In exposed mice, hyperplasia of the alveolar and bronchiolar epithelium was observed at increased incidences. Alveolar/bronchiolar neoplasms, primarily carcinomas (many of which metastasized to other sites), were increased in exposed male and female mice (male: control, 12/50; 0.5 ppm, 27/50; 2 ppm, 47/50; female: 4/49; 24/50; 49/50).
Chronic inflammation of the nasal mucosa and hyperplasia and squamous metaplasia of the respiratory epithelium of the nasal cavity occurred at increased incidences in female mice exposed to 2 ppm. No primary neoplasms of the nasal passage were observed in mice.

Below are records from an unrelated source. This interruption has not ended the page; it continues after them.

PR #851, opened 2019-10-18
remove fields deprecated 4 years ago

elharo:
@chingor13


elharo:
Ping. Do we want to do this? Does this require a major version bump or not?

PR #853, opened 2019-10-21
depend on grpc-context

elharo:
This dependency is needed to keep OpenCensus from pulling in gRPC 1.22.1.

### DIFF
--- a/pom.xml
+++ b/pom.xml
@@ -241,7 +241,7 @@
         <artifactId>j2objc-annotations</artifactId>
         <version>1.3</version>
       </dependency>
-      <!-- without this OpenCensus uses an older version of grpc-context -->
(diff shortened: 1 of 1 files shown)


codyoss:
I know we have not merged #846 yet, but if we do, I think think this should be made optional as well.

chingor13:
I don't think this belongs here - there is nothing related to gRPC in this repo. A user of this library who uses gRPC should be configuring their grpc versions.

elharo:
The problem is OpenCensus is not up to date and is not going to be. A user who does not use OpenCensus or gRPC directly can still hit dependency conflicts due to this. The alternative is ripping OpenCensus out again until OpenTelemetry is ready.

lesv:
I agree w/ @elharo - we should talk about this on Wednesday.

Issue #1841, opened 2018-04-10
Simplify peer headers


MaciejBaj:
### Expected behavior

The query string passed to the socket should only contain fixed data that is relevant to the peer/socket.

### Actual behavior

Right now the peer node requires a lot of unnecessary params to be set such as `height`, `broadhash` and others - These params change every time the node reconnects and they don't actually help to identify the socket.

This means that:
- The protocol for connecting to a peer via WebSockets is more complicated since we have to lookup all these extra params.
- We cannot use SC's auto-reconnect feature because the query parameters keep changing so we need to keep throwing away old sockets in order to pass the latest query string.

### Steps to reproduce

Check the WebSocket requests; the HTTP upgrade request path is very long with lots of unnecessary query params.

### Which version(s) does this affect? (Environment, OS, etc...)

1.0.0

PR #1991, opened 2018-05-03
Simplify peer headers

jondubois:
### What was the problem?

- The WebSocket handshake query string contained dynamic fields such as 'broadhash' and 'height' which change over time and do not help to identify the connection.
- Because the broadhash and height keep changing every time a node tries to reconnect to a peer, the previous socket associated with that peer could not be identified for reuse.
- A regression was introduced in PR https://github.com/LiskHQ/lisk/pull/1909 which caused strange behaviour with rediscovering a previously discovered peer. 

### How did I fix it?

- Do not include broadhash and height in the query string.
- Loosened schema validation.
- Fixed the regression from PR https://github.com/LiskHQ/lisk/pull/1909

### How to test it?

- Run two nodes on localhost and check that they can connect to each other (including after restarts) and check that they can still sync blocks.
- Run the nodes on beta net.

### Review checklist

* The PR solves #1841
* Linting passes
* Tests pass

### DIFF
--- a/api/ws/rpc/connect.js
+++ b/api/ws/rpc/connect.js
@@ -42,6 +42,8 @@ const connect = (peer, logger) => {
 
 const connectSteps = {
 	addConnectionOptions: peer => {
+		const systemHeaders = System.getHeaders();
+
 		peer.connectionOptions = {
 			autoConnect: false, // Lazy connection establishment
 			autoReconnect: false,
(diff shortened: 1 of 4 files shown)


jondubois:
@MaciejBaj All the functional, unit and integration tests are passing on my local machine, not sure why they're failing on Jenkins.

SargeKhan:
I've fixed the issue with failing tests. Besides that, I am not very well-versed of the issues related with p2p layer, so @MaciejBaj can review the PR in detail.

Oncogene Analysis: DNA from 14/19 rat and 4/4 mouse lung neoplasms caused morphologic transformation after transfection into cultured NIH/3T3 fibroblasts. The transforming gene from both rat and mouse lung neoplasms was determined by Southern blot analysis to be an activated K-ras oncogene. Further studies showed a GC-->AT transition in the second base of the 12th codon of the K-ras oncogene.
Tetranitromethane was mutagenic in S. typhimurium strains TA98, TA100, and TA1535 with and without exogenous metabolic activation (S9); no mutagenic activity was observed in TA1537 with or without S9. Chromosomal aberrations were observed in CHO cells treated in vitro with tetranitromethane in the presence of S9. Sister chromatid exchanges were induced in CHO cells in the absence of S9.
Under the conditions of these 2-year inhalation studies, there was clear evidence of carcinogenic activity of tetranitromethane for male and female F344/N rats and male and female B6C3F1 mice, based on increased incidences of alveolar/bronchiolar neoplasms in both species and squamous cell carcinomas of the lung in rats.
Chronic inflammation of the nasal mucosa was related to exposure in rats and female mice, and hyperplasia and squamous metaplasia of the respiratory epithelium were increased in exposed male rats.